Der Künstler, Choreograf und spekulative Designer Choy Ka Fai kehrt mit SoftMachine ans tanzhaus nrw zurück: Die 2012 begonnene Langzeitrecherche zum zeitgenössischen Tanz Asiens verdichtet Feldforschung, Interviews und Begegnungen mit über 80 Künstler*innen zu einem lebendigen Archiv. Mehr als zehn Jahre später wird es neu befragt: Soloperformances von Rianto und Surjit Nongmeikapam rücken Biografien und künstlerische Praktiken ins Zentrum. Zwischen Performance, Lecture und Dokumentation entfaltet sich ein Denken durch Körper, das im Rückbezug mögliche Zukünfte öffnet.

Mit SoftMachine: The Return greift Choy Ka Fai zentrale Anliegen des Projekts erneut auf: Wie verändern sich künstlerische Praktiken über die Zeit? Welche Spuren hinterlassen politische, gesellschaftliche und persönliche Umbrüche in den Körpern von Tanzkünstler*innen? Und wie lassen sich die vielfältigen Realitäten zeitgenössischer Tanzpraktiken in Asien jenseits kultureller Zuschreibungen sichtbar machen?

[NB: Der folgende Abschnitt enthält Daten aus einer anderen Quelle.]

PR #186, opened 2023-03-14
`bugfix`: Check the division when inverting the rate to avoid division by zero errors.

dfinity-ryancroote:
This PR resolves the discovered possibility of division by zero errors while inverting a rate. This is accomplished by updating the division in `utils::invert_rate` (renamed to `utils::checked_invert_rate`) to `checked_div` and returning the result.

* When used to invert a `QueriedExchangeRate`, the failed results are filtered out using `filter_map`.
* When inverting a stablecoin rate, if the rate fails to be inverted, a `CallExchangeError::NoRateFound` is returned.

### DIFF
--- a/src/xrc/src/lib.rs
+++ b/src/xrc/src/lib.rs
@@ -279,7 +279,9 @@ impl std::ops::Mul for QueriedExchangeRate {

Im Zentrum stehen zwei performative Soloarbeiten: Rianto (Banyumas, Indonesien/Japan) zeichnet ein intimes Selbstporträt, das seine Suche nach Liebe und Zugehörigkeit zwischen Tanz, Gender und kulturellen Traditionen nachzeichnet. Ausgehend von seiner Erfahrung als Lengger-Tänzer verhandelt die Performance Fragen von Identität, Begehren und gesellschaftlicher Erwartung. Surjit Nongmeikapam (Imphal, Manipur, Indien) erzählt von seinem Weg von den gesellschaftlichen Rändern ins politische Zentrum. Vor dem Hintergrund der Konflikte in seiner Heimatregion verhandelt die Arbeit Ausgrenzung, Widerstand und Selbstbehauptung. Tanz erscheint dabei als körperlich eingeschriebenes Wissen, das individuelle Erfahrungen mit historischen und politischen Zusammenhängen verbindet.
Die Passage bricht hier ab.